* **TASK**
Restate word for word the lines in the listing below, starting at the line containing "Handle unexpected errors, but" and ending at the line containing "See the issue for description of the problem.", both included; leave out the rest.

------ EXERCISE INPUTS

PR #2018, opened 2015-09-09
 Handle unexpected errors, but don't ignore background threads

### LINKED ISSUE #1955: test_scale_with_api_returns_unexpected_exception fails frequently on jenkins

dnephin:
Fixes #1955 

See the issue for description of the problem.

This does change the behaviour of `parallel_execute()` with unexpected exceptions (prints error instead of raises the exception). In order to handle this properly and still raise an exception a much larger refactor would be necessary (to attempt to join or kill unfinished threads), so I went with this change instead.

Let me know if you feel it's important to raise the unexpected exception and I can take another pass.

### DIFF
--- a/compose/utils.py
+++ b/compose/utils.py
@@ -21,7 +21,6 @@ def parallel_execute(objects, obj_callable, msg_index, msg):
     """
     stream = get_output_stream(sys.stdout)
     lines = []
-    errors = {}
 
     for obj in objects:
         write_out_msg(stream, lines, msg_index(obj), msg)
@@ -29,16 +28,17 @@ def parallel_execute(objects, obj_callable, msg_index, msg):
     q = Queue()
 
     def inner_execute_function(an_callable, parameter, msg_index):
+        error = None
         try:
             result = an_callable(parameter)
         except APIError as e:
-            errors[msg_index] = e.explanation
+            error = e.explanation
             result = "error"
         except Exception as e:
-            errors[msg_index] = e
+            error = e
             result = 'unexpected_exception'
 
-        q.put((msg_index, result))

------------

* **ANSWER TO THIS EXERCISE**
 Handle unexpected errors, but don't ignore background threads

### LINKED ISSUE #1955: test_scale_with_api_returns_unexpected_exception fails frequently on jenkins

dnephin:
Fixes #1955 

See the issue for description of the problem.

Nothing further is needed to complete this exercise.